Tiger Model Inference

Tiger Model's application scenarios (inference) can be divided into two categories (Supplementary Fig.3). The first type is Diversify Inference, which involves generating thyroid feature textual prompts based on prompt input combinations. Tiger Model generates synthetic images based on the prompt content, controlling the synthesis of corresponding fine-grained foreground-background features within the model. The second type is Reference Inference, where the input comprises real images. Tiger Model generates images consistent with the subtype of the input image. Both generation scenarios allow for the control of corresponding foreground-background features as needed during the generation process.

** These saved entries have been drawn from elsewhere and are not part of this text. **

PR #365, opened 2020-11-27
Boolean value should use YAML 1.2 spec not 1.1

JPinkney:

### What does this PR do?
This PR makes it so that boolean values are parsed in accordance with the YAML 1.2 spec and not the YAML 1.1 spec. The difference is that in the [YAML 1.2 spec](https://yaml.org/spec/1.2/spec.html) under heading `10.2.1.2. Boolean` only true/false are booleans whereas in the [YAML 1.1](https://yaml.org/type/bool.html) spec no, yes, on, off are boolean values as well

https://github.com/redhat-developer/vscode-yaml/issues/396

### Is it tested? How?

I've modified the existing tests to make sure that the YAML 1.2 spec is used not the YAML 1.1 spec


gorkem:
Is this going to break the users that depend on the YAML 1.1 behaviour? Is there a need for us to implement this in a way that those users can choose to use 1.1 behaviour?

JPinkney:
Technically yes. We could add detection for something like `%YAML 1.1` at the beginning of the file but then this would be the only 1.1 spec feature and other users would complain that their 1.1 feature isn't working. (There was already a request for that before).

I think the only way we could actually support all yaml specs realistically would be switching to: https://github.com/eemeli/yaml. When I originally looked at that project a few years ago it was very new and nobody was using it but now it was support for YAML 1.0, 1.1, 1.2, it's fully tested against all three of those specs, and has an active-ish community around it

ssbarnea:
While Ansible itself is still using YAML 1.1 specification, including in their examples, many Ansible users are using tools like yamllint/ansible-lint to ensure the more restrictive YAML 1.2 spec, which is backwards compatible.

I personally salute this move, especially around the booleans and I would not complain if the language server would be more restrictive than the consumers.

ssbarnea (approved):
Why was not this approved yet? Those 1.1 spec booleans are pure EVIL.

evidolob:
I think we can close this, as we almost there with new yaml parser https://github.com/redhat-developer/yaml-language-server/pull/442 (there are only 3 test left to fix). And thous parser is more strict and has support of `1.1`  and `1.2` yaml spec. We will have preference to chose default spec version. By default we will be in `1.2` mode.

evidolob:
@JPinkney We can close this, as #442 is merged.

$ python Tiger Model/generation.py

Binary classification Resnet50 training

In the training stage, the generated image and the real image are mixed together to train the classification model.

$ sh ResnNet_main.sh

Evaluation criteria

CLIP score

The CLIP scoring criteria involve training a CLIP model and calculating the CLIP score based on the corresponding CLIP values from the model. For specific calculation methods, please refer to the appendix. The CLIP training code is referenced from this study.

Moso score

We employ the MoSo score to control the quality of generated images, which measures the change in the optimal empirical risk after the exclude of a particular sample from the training set.

Reference

All references are listed in the article.

Licence

The code is distributed under the Apache License 2.0. It can be used for non-commercial purposes only after the publication of the article. For any commercial use, please contact the author for permission.